- _Problem to solve_
Could you filter the records below and return each line that holds "seancolsen"?

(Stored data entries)
PR #65, opened 2022-10-05
Propose front end standard that prohibits setting z-index values on components

seancolsen:
@pavish @rajatvijay We have a number of small bugs related to z-index that I'd like to fix en masse. I'd like to adopt a new pattern (as documented in this PR), and employ this pattern to fix all our z-index bugs. How does this sound?


engineering/standards/frontend.md
```diff
@@ -151,11 +151,15 @@ Note: some of our older code still does not conform to this standard.
...
+    - It's fine for child elements _within the component_ to set a z-index, but in such cases the component's root element must establish its own [stacking context](https://developer.mozilla.org/en-US/docs/Web/CSS/CSS_Positioning/Understanding_z_index/The_stacking_context). It's best to use `isolation: isolate;` to establish the stacking context because it clearly communicates intent and works without setting z-index. Once your component has its own stacking context, then you're free to set the z-index values within the component without thinking about anything outside the component. You can use simple values like `1` and `2` within the component because everything is encapsulated.
+    - If you want to render a child component with a specific z-index, then prefer to nest the child component inside a DOM element, setting the z-index on the DOM element (not the component). Alteratively if you absolutely must pass a z-index value _into_ a component, then do so by setting something like `z-index: var(--component-name-z-index, auto);` within the component, and then setting something like `--component-name-z-index: 2;` in the parent.
```
pavish, line 161: I assume you're not suggesting using style props here. I'd like to completely avoid style props in our code base since it adds a dom element automatically.

engineering/standards/frontend.md
```diff
@@ -151,11 +151,15 @@ Note: some of our older code still does not conform to this standard.
...
 
 - **margin**: The component's root element should not set any margin.
-
 - **padding**: If the component's root element has border, it's fine to set padding because the border will serve as the outer-most visual edge. But if there's no border, then there should be no padding.
+- **z-index**:
+    - The component's root element should not set any z-index.
+    - It's fine for child elements _within the component_ to set a z-index, but in such cases the component's root element must establish its own [stacking context](https://developer.mozilla.org/en-US/docs/Web/CSS/CSS_Positioning/Understanding_z_index/The_stacking_context). It's best to use `isolation: isolate;` to establish the stacking context because it clearly communicates intent and works without setting z-index. Once your component has its own stacking context, then you're free to set the z-index values within the component without thinking about anything outside the component. You can use simple values like `1` and `2` within the component because everything is encapsulated.
```
pavish, line 160: We may want to establish some css variables with default z-index values for use with components within the component library. I think it's reasonable for components like modal and dropdown content to have z-index values.

engineering/standards/frontend.md
seancolsen: This PR does not suggest or prohibit style props. I'm suggesting that components can only accept z-index values via CSS variables. Once a component accepts a CSS value through a CSS variable we can pass a value to it either (a) through style props, or (b) through CSS defined within an enclosing scope. If you want to completely avoid style props in our code base, I think it would be good to open a separate PR proposing a standard for it. We can have a separate discussion there. If we decide to ban style props, we could still make use of the CSS variable approach here. Notice that in this PR I'm suggesting the CSS variable be named `--component-name-z-index` and not `--z-index`. Namespacing the CSS variable within the component name makes it easier for consuming components to define that CSS variable within their CSS instead of through style props. I do think it's worth having a separate conversation about style props as a pattern (because I don't think we're entirely in agreement), but I think the outcome of that conversation needs to affect the standard I'm proposing in this PR.

engineering/standards/frontend.md
seancolsen: Let me see if I follow you...

1. The Modal system would set:

    ```css
    .modal {
      z-index: var(--modal-z-index, auto);
    }
    ```

1. The Toast system would set:

    ```css
    ..toast-presenter {
      z-index: var(--toast-presenter-z-index, auto);
    }
    ```

1. In `src/component-library/common/styles/variables.scss`, we'd set something like:

    ```css
    :root {
      --modal-z-index: 100;
      --toast-presenter-z-index: 101;
    }
    ```

    This way, toast messages appear above the modal overlay.

Is that what you had in mind? If so, I think that's good. I would just want to confirm that any CSS we define within `App.css` will have higher precedence than that defined within that `variables.scss` file -- because component library consumers will need a mechanism to override those z-index values.

We'll need to play with Dropdown a bit to make sure everything works -- i.e. a dropdowns opened outside of modals should display under modals and and dropdowns opened within modals should display above modals. My intuition tells me that modals and dropdowns will need to have the same z-index value. I'm not positive that'll cover all the use-cases though.

pavish: > Is that what you had in mind

Yes, this is what I had in mind.

engineering/standards/frontend.md
pavish: Sounds good

pavish (approved):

- _Result of the task_
seancolsen:
seancolsen: This PR does not suggest or prohibit style props. I'm suggesting that components can only accept z-index values via CSS variables. Once a component accepts a CSS value through a CSS variable we can pass a value to it either (a) through style props, or (b) through CSS defined within an enclosing scope. If you want to completely avoid style props in our code base, I think it would be good to open a separate PR proposing a standard for it. We can have a separate discussion there. If we decide to ban style props, we could still make use of the CSS variable approach here. Notice that in this PR I'm suggesting the CSS variable be named `--component-name-z-index` and not `--z-index`. Namespacing the CSS variable within the component name makes it easier for consuming components to define that CSS variable within their CSS instead of through style props. I do think it's worth having a separate conversation about style props as a pattern (because I don't think we're entirely in agreement), but I think the outcome of that conversation needs to affect the standard I'm proposing in this PR.
seancolsen: Let me see if I follow you...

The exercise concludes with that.